THE TASK: Which lines in the entries below contain the string "merge"? Show each of them in full.

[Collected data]
------------------------------------------------------------------------
PR #2083, opened 2026-09-03
backup: sanitize legacy device names

NickeZ:
Legacy backups may contain device names with characters outside the printable-ASCII set supported by the BitBox02 UI and device-name storage. Passing such names through can omit characters or abort backup checks and restores as those boundaries are hardened.

Replace unsupported characters when consuming a backup so it remains usable and the restored device gets a valid name. Preserve the original metadata for checksum validation.

Add regression coverage for Unicode and control characters.

### DIFF
--- a/src/rust/bitbox02-rust/src/backup.rs
+++ b/src/rust/bitbox02-rust/src/backup.rs
@@ -70,6 +70,19 @@ pub fn id(seed: &[u8]) -> String {
     hex::encode(mac.finalize_reset().into_bytes())
 }
 
+/// Replaces non-printable-ASCII characters in legacy backup names with `?`.
+pub(crate) fn sanitize_name(name: &str) -> String {
+    name.chars()
+        .map(|character| {
+            if util::ascii::Charset::All.contains(character) {
+                character
+            } else {
+                '?'
+            }
+        })
+        .collect()
+}
+
 fn compute_checksum(
     metadata: &pb_backup::BackupMetaData,
     data: &pb_backup::BackupData,
--- a/src/rust/util/src/ascii.rs
+++ b/src/rust/util/src/ascii.rs
@@ -12,12 +12,21 @@ pub enum Charset {
     AllNewline,
 }
 
+impl Charset {
+    /// Returns true if `character` is in this charset.
+    pub fn contains(&self, character: char) -> bool {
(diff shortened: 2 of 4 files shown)


src/rust/bitbox02-rust/src/backup.rs
```diff
@@ -70,6 +70,19 @@ pub fn id(seed: &[u8]) -> String {
     hex::encode(mac.finalize_reset().into_bytes())
 }
 
+/// Replaces non-printable-ASCII characters in legacy backup names with `?`.
+pub(crate) fn sanitize_name(name: &str) -> String {
+    name.chars()
+        .map(|character| {
+            if (' '..='~').contains(&character) {
```
benma, line 77: Could add a little helper to ascii.rs, which already has `is_printable_ascii` that does the same check inside.

benma (approved):
utACK, but see comment.

src/rust/bitbox02-rust/src/backup.rs
NickeZ: PTAL I had to do some refactoring to make the current is_printable_ascii work with chars.

src/rust/util/src/ascii.rs
```diff
@@ -27,6 +36,15 @@ mod tests {
 
     static ALL_ASCII: &[u8] = "! \"#$%&\'()*+,-./0123456789:;<=>?@ABCDEFGHIJKLMNOPQRSTUVWXYZ[\\]^_`abcdefghijklmnopqrstuvwxyz{|}~".as_bytes();
 
+    #[test]
+    fn test_contains() {
+        assert!(Charset::All.contains(' '));
+        assert!(Charset::All.contains('~'));
+        assert!(!Charset::All.contains('\n'));
+        assert!(!Charset::All.contains('ï'));
+        assert!(Charset::AllNewline.contains('\n'));
```
benma, line 45: At least one negative test would be good

benma (approved):
utACK, see unit test comment

cedwies (approved):
tACK

src/rust/util/src/ascii.rs
NickeZ: What do you call those tests on line 43/44?

PR #2084, opened 2026-09-04
Fix simulator stdout formatting

benma-agent:
Pass testing-only messages through constant printf formats so percent sequences remain data.


cedwies (approved):
utACK

PR #2085, opened 2026-09-07
payment_request: reject unsupported names

benma-agent:
Validate recipient names as printable ASCII before showing payment-request
screens. SWAPKIT provider names previously passed identity lookup without this
check and could reach the new UI assertion.

Return InvalidInput for non-ASCII text and all control characters, including
newlines, while preserving printable ASCII names.

refs #2065


NickeZ (approved):
utACK

PR #2086, opened 2026-09-07
docs: require context prefixes in commit subjects

benma-agent:
Require context-prefixed commit subjects and reuse the conventions in recent
commits touching the affected code. Apply the existing 50-character limit to
the complete subject, including the prefix.

State the rule directly in the agent guidelines and remove their redundant
contributor-guide reference and obsolete [WIP] draft-title instruction.


cedwies (approved):
utACK

PR #951, opened 2018-05-03
CUDNN and CUDA kernels for AvgPool (forward/backward)

csullivan:
This enables all forward and backward AvgPool tests.

Features:
* CUDNN is used primarily for forward/backward pooling in 2 and 3 dimensions with symmetric padding.
* Cuda-C kernel handles pooling for 1, 2 and 3 dimensions and has support for asymmetric padding.
* Added some helper functions for fast integer division and constant memory access

Limitations:
* Feature pooling -- where values from different channels are pooled together -- is not currently supported
* alpha and beta blending factors in the Cuda-C kernel are present but not currently implemented
* Will need additional work for extension to Nd.

Notes for future:
* The performance could likely be increased here by considering a separate tensor format to increase coalescing (CDHWN) or by reducing the number of blocks and moving the shuffle reduce results of multiple warps into shared memory.


csullivan:
TESTNOW

src/ngraph/runtime/gpu/cuda_emitter.cpp
```diff
@@ -22,11 +22,39 @@
...
 #include "ngraph/runtime/gpu/gpu_runtime_context.hpp"
+#include "ngraph/runtime/gpu/gpu_util.hpp"
 #include "ngraph/runtime/gpu/type_info.hpp"
 #include "ngraph/util.hpp"
 
 using namespace ngraph;
 
+inline namespace enums
+{
+    enum pooling_indices
```
rkimballn1: I think you can replace this enum and vector<int> with a class that has int members N_, C_, ...
This should end up being more clear.

src/ngraph/runtime/gpu/cuda_emitter.cpp
```diff
@@ -280,6 +308,257 @@ size_t runtime::gpu::CUDAEmitter::build_1d_max_pool(const GPURuntimeContext* ctx
...
+                                                 const Shape& output_shape,
+                                                 const Shape& window_shape,
+                                                 const Shape& window_stride,
+                                                 const Shape& padding_below,
+                                                 bool include_pad)
+{
+    // assumes NCDHW format
+    auto input_width = input_shape.back();
+    auto output_width = output_shape.back();
+    auto s =
```
rkimballn1: If you are calling a function `get_avgpool_params` then name the variable `avgpool_params` if for no other reason than to make it easy to search for in the code. It took me a while to find it's use because I can't search for `s`.
I think this is not used until way later in the code. Why not move this line down to be closer to where it is ultimately used.

src/ngraph/runtime/gpu/cuda_emitter.cpp
```diff
@@ -280,6 +308,257 @@ size_t runtime::gpu::CUDAEmitter::build_1d_max_pool(const GPURuntimeContext* ctx
...
+    int DHW = s[D_] * HW;
+    int CDHW = s[C_] * DHW;
+    int PQ = s[P_] * s[Q_];
+    int MPQ = s[M_] * PQ;
+    int KMPQ = s[K_] * MPQ;
+    int RS = s[R_] * s[S_];
+    int TRS = s[T_] * RS;
+
+    // precompute magic numbers and shifts for fast integer division
+    int magic_N, shift_N;
```
rkimballn1: The coding standard allows for only one declaration per line. Don't use commas here. or in the following code.

src/ngraph/runtime/gpu/cuda_emitter.cpp
```diff
@@ -314,3 +593,57 @@ void runtime::gpu::CUDAEmitter::print_tensor_from_gpu(codegen::CodeWriter& write
...
+    // div64: fast integer division via magic multiplication and shifting
+    // if value is a power of 2, magic will be 1 and only shifting
+    // is required (predicate p in div64)
+    // load: helper to load from constant memory for fast access
+    std::stringstream ss;
+    ss << R"(
+__device__ __forceinline__ int div64(int value, int magic, int shift)
+{
+    int result;
+    asm("{\n\t"
```
rkimballn1: Emitting code that emits code...mind blown

src/ngraph/runtime/gpu/cuda_emitter.cpp
csullivan: Agreed, I think it is more clear this way, I replaced the inline enum with a struct as you suggest. However, the pooling shape parameters are used in the function hash of the kernel to determine if the kernel has been used previously. This is why this line appears early on. I also updated the name as suggested.

src/ngraph/runtime/gpu/cuda_emitter.cpp
csullivan: Fixed.

src/ngraph/runtime/gpu/cuda_emitter.cpp
csullivan: Replaced with a struct and an ostream operator overload for printing it.

csullivan:
Thanks @rkimballn1, your comments have been implemented

src/ngraph/runtime/gpu/gpu_util.cpp
```diff
@@ -77,3 +77,101 @@ void runtime::gpu::cuda_memset(void* dst, int value, size_t buffer_size)
 {
     cudaMemset(dst, value, buffer_size);
 }
+
+namespace
+{
+    uint64_t _powU64(uint64_t base, uint64_t exp)
```
fengleitian: can this be shared for all platform?

src/ngraph/runtime/gpu/cuda_emitter.cpp
```diff
@@ -280,6 +314,295 @@ size_t runtime::gpu::CUDAEmitter::build_1d_max_pool(const GPURuntimeContext* ctx
...
+
+                writer << "rcp_pool_size = 1.0f / (float)pool_size;\n";
+                // reduce pooling window within warp.
+                // this could be improved by calculating the
+                // pooling windows each thread can partake in to
+                // reduce loads and increase coalescing. in that case,
+                // multiple warps per block would be required and the
+                // warp reduced sums would need to be accumulated in
+                // shared memory
+                writer << "for (int i = 16; i > 0; i >>= 1)\n";
```
fengleitian: what if possible warp < 32.

src/ngraph/runtime/gpu/gpu_util.cpp
rkimballn1: any name starting with an underscore is reserved in c++ so don't start functions or variable names with an underscore.
https://stackoverflow.com/questions/228783/what-are-the-rules-about-using-an-underscore-in-a-c-identifier

src/ngraph/runtime/gpu/cuda_emitter.cpp
fengleitian: Looks like it should be fine since all cuda device now using warp 32.

src/ngraph/runtime/gpu/gpu_emitter.cpp
```diff
@@ -1560,6 +1560,132 @@ CUDNN_SAFE_CALL(cudnnSetOpTensorDescriptor(opTensorDesc,
...
+            {
+                // assumes NC{d1,d2,...} format
+                auto avg_pool = static_cast<const ngraph::op::AvgPool*>(node);
+                writer.block_begin("  // " + node->get_name());
+                {
+                    auto& input_shape = args[0].get_shape();
+                    auto& result_shape = out[0].get_shape();
+                    auto padding_below = avg_pool->get_padding_below();
+                    auto padding_above = avg_pool->get_padding_above();
+                    if (input_shape.size() < 3)
```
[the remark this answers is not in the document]
csullivan: @fengleitian, you are correct, I was being overly cautious. I've removed the check as it is a duplicate of (https://github.com/NervanaSystems/ngraph/blob/cs%2Fgpu_avgpool/src/ngraph/op/avg_pool.cpp#L41)

src/ngraph/runtime/gpu/cuda_emitter.cpp
```diff
@@ -280,6 +314,295 @@ size_t runtime::gpu::CUDAEmitter::build_1d_max_pool(const GPURuntimeContext* ctx
...
+    const Shape& in, const Shape& out, const Shape& window, const Shape& strides, const Shape& pad)
+{
+    pooling_op_shape shape;
+    shape.N = static_cast<int>(in[0]);
+    shape.C = static_cast<int>(in[1]);
+    shape.K = shape.C; // pooling feature maps is
+    shape.J = shape.C; // not currently supported
+    if (in.size() == 3)
+    {
+        shape.D = 1;
```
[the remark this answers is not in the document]
csullivan: You are correct, this would need some additional engineering to move to N dimensions. However, from what I can tell, the frameworks are typically using only 2 or 3 dimensions. For example, Tensorflow only supports 2/3d for average pooling 

* https://www.tensorflow.org/api_docs/python/tf/nn/avg_pool
* https://www.tensorflow.org/api_docs/python/tf/nn/avg_pool3d

src/ngraph/runtime/gpu/gpu_util.cpp
csullivan: Yeah, I originally put them in an anonymous namespace for that reason but I've removed the prefix just in case.

csullivan: I \*believe\* so. Any particular concern with it? We can add additional reviewers if it would help

src/ngraph/runtime/gpu/cuda_emitter.cpp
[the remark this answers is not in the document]
fengleitian: I see. Let's not worry it for now.

src/ngraph/runtime/gpu/gpu_util.cpp
fengleitian: Just think if this will benefit other platform.

src/ngraph/runtime/gpu/cuda_emitter.cpp
```diff
@@ -280,6 +314,295 @@ size_t runtime::gpu::CUDAEmitter::build_1d_max_pool(const GPURuntimeContext* ctx
...
+                // warp reduced sums would need to be accumulated in
+                // shared memory
+                writer << "for (int i = 16; i > 0; i >>= 1)\n";
+                writer.block_begin();
+                {
+                    writer << "sum += __shfl_xor(sum,i);\n";
+                }
+                writer.block_end();
+                // write result to output
+                writer << "if (tid == 0)\n";
```
fengleitian: since you only need tid 0 for result, have you try __shfl_down.

csullivan: I may be wrong on this but isn't shuffle_down just: 
```reg(tid) += register(tid+1),```
and so to accumulate all 32 threads I would need to call __shfl_down 32 times.

Since __shfl_xor uses a butterfly merge, each half of the selected threads are added to the other half, and this is done recursively, so only 4 calls to __shfl_xor are needed.

Comment (fengleitian) [reply src/ngraph/runtime/gpu/cuda_emitter.cpp]: so far as I know, shuffle down is similar to shuffle xor, but can only go in one direction, so the result will only be stored in tid = 0; something like.
reg(tid) += reg(tid+n); (n>0)
it will be less work than _shfl_xor,  `n + n/2 + n/4 +..`  vs `n + n + n + ...`

Comment (fengleitian) [reply src/ngraph/runtime/gpu/cuda_emitter.cpp]: https://devblogs.nvidia.com/faster-parallel-reductions-kepler/

Comment (fengleitian) [reply src/ngraph/runtime/gpu/cuda_emitter.cpp]: __shfl_down(reg, 16, 32);
__shfl_down(reg, 8, 16);
__shfl_down(reg, 4, 8);
...

Comment (fengleitian) [reply src/ngraph/runtime/gpu/cuda_emitter.cpp]: for _shfl_xor, it should be the case. 
for my understanding,  _shfl_down should not be. let me check.

Comment (csullivan) [reply src/ngraph/runtime/gpu/cuda_emitter.cpp]: Correction: In shuffle_down the values are not broadcast. They threads out of the range just return their local value.

Ah maybe I see. Exchanging data between part of the warp vs the whole warp should still cost the same number of instructions (down vs xor), but with down, you have branch divergence in the warp, but you also don't have to wait for the data movement from the non participating threads. Since this is within the warp, the data movement is small, so I think it would really need some testing to see if it is actually an optimization, but I see where you are coming from now.

Comment (fengleitian) [reply src/ngraph/runtime/gpu/cuda_emitter.cpp]: performance side. it may or may not be optimization depends on hardware. I'm thinking the  tid 16-31 should be sum = 1; 8-15 should have sum = 2; Looks little either my understanding is wrong or we used it in a wrong way.

Comment (fengleitian) [reply src/ngraph/runtime/gpu/cuda_emitter.cpp]: looks like __shfl_xor and __shfl_down will be deprecated in cuda 9.

Comment (csullivan) [reply src/ngraph/runtime/gpu/cuda_emitter.cpp]: Yeah, so is __ballot, they are replaced with __*_sync functions, and we can make our code backwards compatible with earlier versions via

```
#if defined(CUDA_VERSION) && CUDA_VERSION < 9000
    #define __ballot_sync(mask, predicate) __ballot(predicate)
    #define __shfl_down_sync(mask, val, delta, width) __shfl_down(val, delta, width)
    #define __shfl_xor_sync(mask, val, laneMask, width) __shfl_xor(val, laneMask, width)
#endif
```
once we move to CUDA 9.

fengleitian: yes.

PR #952, opened 2018-05-04
add gpu reverse

fengleitian:


src/ngraph/runtime/gpu/gpu_emitter.cpp
```diff
@@ -971,6 +971,62 @@ CUDNN_SAFE_CALL(cudnnSetOpTensorDescriptor(opTensorDesc,
...
+                    kernel::emit_memcpyDtD(writer, out[0], args[0]);
+                }
+                else
+                {
+                    writer << "size_t rank = " << arg_rank << ";\n";
+                    writer << "std::vector<size_t> input_shapes_h = {" << join(arg_shape, "UL,")
+                           << "UL};\n";
+                    writer << "std::vector<size_t> reverse_axes_h = {"
+                           << join(reverse_axes_flag, "UL,") << "UL};\n";
+
```
csullivan: Why not use the new CUDAEmitter instead of the old codegen API? Technically the old API is unsafe as it makes calls directly into nGraph from clang code. 

Additionally, I feel as though the codegen is getting in the way, because, as seen below, it forces us to do expensive cuda memcpys into the device from the JIT code rather than just passing them as arguments to the kernel from nGraph. I was planning to refactor the code that uses this old interface eventually, but am hoping that we can stop using the old API for new ops. Is that OK?

To some extent we can refactor in the second pass when we focus on performance, but it also doesn't make sense for us to have to redo those ops which haven't yet been implemented.

csullivan: Since this is working and already done, I'm not saying op::Reverse should be redone right now, just that if we can I personally think it would be better to use the new API moving forward.

fengleitian: I see what you mean , good point.  Let's do it later.

PR #960, opened 2018-05-04
Aprocter/attribute maps

dkannaiy:


dkannaiy:
Collaborator:
Review for this pull request was created. [Link to review](https://sbox-codecollab.intel.com:443/ui#review:id=77537)

src/ngraph/pass/pretty_print.cpp
```diff
@@ -0,0 +1,90 @@
+/*******************************************************************************
```
rkimballn1: We already have a pretty print pass, it is called dump_sorted. We don't need two passes that do the same thing so merge them together or delete one.

aprocter:
I didn't open this PR.

PR #961, opened 2018-05-04
allow for building in a directory not under the repo

rkimballn1:


rkimballn1:
#963 is a better solution

PR #972, opened 2018-05-08
Add CLion files to .gitignore

postrational:


.gitignore
```diff
@@ -63,6 +63,10 @@ nervana_aeon.egg-info/
 *.swo
 tags
 
+# CLion
+.idea/
+cmake-build-debug/
```
rkimballn1: Is this cmake-build-debug directory for clion or is it a build directory. If it is a build directory then it should be put into your global gitignore file, not the local .gitignore.

rkimballn1: The more I think about this the more I think all of these changes belong in your global git ignore file.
------------------------------------------------------------------------
YOUR SOLUTION:
Since __shfl_xor uses a butterfly merge, each half of the selected threads are added to the other half, and this is done recursively, so only 4 calls to __shfl_xor are needed.
rkimballn1: We already have a pretty print pass, it is called dump_sorted. We don't need two passes that do the same thing so merge them together or delete one.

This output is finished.